If a line in the data has the string "miniohq", please show it.
┏━━
PR #2075, opened 2025-03-08
Adds `TokenRevokeType` field to credential providers.

taran-p:
miniohq/eos#498

### DIFF
--- a/pkg/credentials/assume_role.go
+++ b/pkg/credentials/assume_role.go
@@ -105,7 +105,7 @@ type STSAssumeRoleOptions struct {
 	RoleSessionName string
 	ExternalID      string
 
-	TokenType string // Optional, used for token revokation
+	TokenRevokeType string // Optional, used for token revokation
 }
 
 // NewSTSAssumeRole returns a pointer to a new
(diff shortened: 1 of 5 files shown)


pkg/credentials/assume_role.go
```diff
@@ -104,6 +104,8 @@ type STSAssumeRoleOptions struct {
 	RoleARN         string
 	RoleSessionName string
 	ExternalID      string
+
+	TokenRevokeType string // Optional, used for token revokation
```
harshavardhana, line 108:
```suggestion
	TokenRevokeType string // Optional, used for token revokation (MinIO only extension)
```

harshavardhana (changes requested):

pkg/credentials/assume_role.go
taran-p: @harshavardhana Should this comment be on any of the other APIs as well?

harshavardhana: this should be fine for now.

harshavardhana (approved):

PR #2079, opened 2025-03-18
make downtime info as map to denote per target info

Praveenrajmani:


dhananjaykrutika (approved):

pkg/replication/replication.go
```diff
@@ -988,10 +988,10 @@ func (q ReplQueueStats) QStats() (r ReplQStats) {
...
 // MetricsV2 represents replication metrics for a bucket.
 type MetricsV2 struct {
-	Uptime       int64          `json:"uptime"`
-	CurrentStats Metrics        `json:"currStats"`
-	QueueStats   ReplQueueStats `json:"queueStats"`
-	DowntimeInfo DowntimeInfo   `json:"downtimeInfo"`
+	Uptime       int64                   `json:"uptime"`
+	CurrentStats Metrics                 `json:"currStats"`
+	QueueStats   ReplQueueStats          `json:"queueStats"`
+	DowntimeInfo map[string]DowntimeInfo `json:"downtimeInfo"`
```
harshavardhana, line 994: We cannot break APIs and Structs in this manner, add it as a new entry - you are even retaining the JSON key which will cause all sorts of problems.

harshavardhana (changes requested):

pkg/replication/replication.go
shtripat: +1. Rather have a new field say `DowntimeInfoV2`

Praveenrajmani: this field was recently added and new.  Not yet used by any APIs. This was added in https://github.com/minio/minio-go/pull/2071 

I had to change this to address per target downtime info in my WIP - https://github.com/miniohq/ec/pull/37

Praveenrajmani: consider this as a continuation of https://github.com/minio/minio-go/pull/2071

shtripat: Oh ok, then it should be fine

shtripat (approved):

pkg/replication/replication.go
harshavardhana: Unfortunately we have made a release already, please use a different filed https://github.com/minio/minio-go/releases/tag/v7.0.88 @Praveenrajmani

Praveenrajmani: the server changes which sets this field was never merged or released @harshavardhana do we still need a new field?

poornas: should be fine to leave this as is

poornas (approved):

pkg/replication/replication.go
harshavardhana: Okay

harshavardhana: Please make sure to avoid these in the future.

harshavardhana (approved):

PR #2082, opened 2025-03-25
Implement AppendObject() API

harshavardhana:


HJLebbink (approved):
LGTM, works as advertised

api-append-object.go
```diff
@@ -0,0 +1,202 @@
...
+	}, nil
+}
+
+// AppendObject - S3 Express Zone https://docs.aws.amazon.com/AmazonS3/latest/userguide/directory-buckets-objects-append.html
+func (c *Client) AppendObject(ctx context.Context, bucketName, objectName string, reader io.Reader, objectSize int64,
+	opts AppendObjectOptions,
+) (info UploadInfo, err error) {
+	if objectSize < 0 && opts.ChunkSize == 0 {
+		return UploadInfo{}, errors.New("object size must be provided when no chunk size is provided")
+	}
```
klauspost, line 158: Why? Can't we just use 5GB, or is that too much memory?

Maybe just document on the options.

api-append-object.go
```diff
@@ -0,0 +1,202 @@
...
+
+	if err = opts.validate(c); err != nil {
+		return UploadInfo{}, err
+	}
+
+	oinfo, err := c.StatObject(ctx, bucketName, objectName, StatObjectOptions{})
```
klauspost, line 164: Probably you want...

```suggestion
	oinfo, err := c.StatObject(ctx, bucketName, objectName, StatObjectOptions{Checksum: true})
```

api-append-object.go
```diff
@@ -0,0 +1,202 @@
...
+	if err != nil {
+		return UploadInfo{}, err
+	}
+	opts.setWriteOffset(oinfo.Size) // First append must set the current object size as the offset.
```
┗━━
Your response:
miniohq/eos#498
I had to change this to address per target downtime info in my WIP - https://github.com/miniohq/ec/pull/37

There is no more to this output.